> _EXERCISE DESCRIPTION_: All of the data that follows should be output again without any alteration.

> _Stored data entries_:
PR #1464, opened 2025-03-19
fix(scrollbar): should never have border

antonk52:
**Problem**: using most recent neovim nightly and setting `vim.opt.winborder = 'single'` results in scrollbar having a border. 

<small>I presume this is not something that people want generally</small>

Screenshot 2025-03-19 at 20 41 21

**Solution**: explicitly set no border for the scrollbar

Screenshot 2025-03-19 at 20 53 57

### DIFF
--- a/lua/blink/cmp/lib/window/scrollbar/win.lua
+++ b/lua/blink/cmp/lib/window/scrollbar/win.lua
@@ -31,7 +31,7 @@ function scrollbar_win:show_thumb(geometry)
   else
     -- update with the geometry
     local thumb_existing_config = vim.api.nvim_win_get_config(self.thumb_win)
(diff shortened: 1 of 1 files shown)


Saghen:
You may need to update your nightly, there was a bug that got resolved earlier today where setting the window options would reset the border to `vim.o.winborder`

antonk52:
Ah, mine indeed misses [this commit](https://github.com/neovim/neovim/commit/0e59f6f4c7cd376926fc5027b42a94e12cb017fe)

I'll check again tomorrow when a new nightly release is published. Thanks for a prompt response

antonk52:
The issue no longer reproduces on the new nightly release. Closing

> _OUTPUT BELOW_:
PR #1464, opened 2025-03-19
fix(scrollbar): should never have border

antonk52:
**Problem**: using most recent neovim nightly and setting `vim.opt.winborder = 'single'` results in scrollbar having a border. 

<small>I presume this is not something that people want generally</small>

Screenshot 2025-03-19 at 20 41 21

**Solution**: explicitly set no border for the scrollbar

Screenshot 2025-03-19 at 20 53 57

### DIFF
--- a/lua/blink/cmp/lib/window/scrollbar/win.lua
+++ b/lua/blink/cmp/lib/window/scrollbar/win.lua
@@ -31,7 +31,7 @@ function scrollbar_win:show_thumb(geometry)
   else
     -- update with the geometry
     local thumb_existing_config = vim.api.nvim_win_get_config(self.thumb_win)
(diff shortened: 1 of 1 files shown)


Saghen:
You may need to update your nightly, there was a bug that got resolved earlier today where setting the window options would reset the border to `vim.o.winborder`

antonk52:
Ah, mine indeed misses [this commit](https://github.com/neovim/neovim/commit/0e59f6f4c7cd376926fc5027b42a94e12cb017fe)

I'll check again tomorrow when a new nightly release is published. Thanks for a prompt response

antonk52:
The issue no longer reproduces on the new nightly release. Closing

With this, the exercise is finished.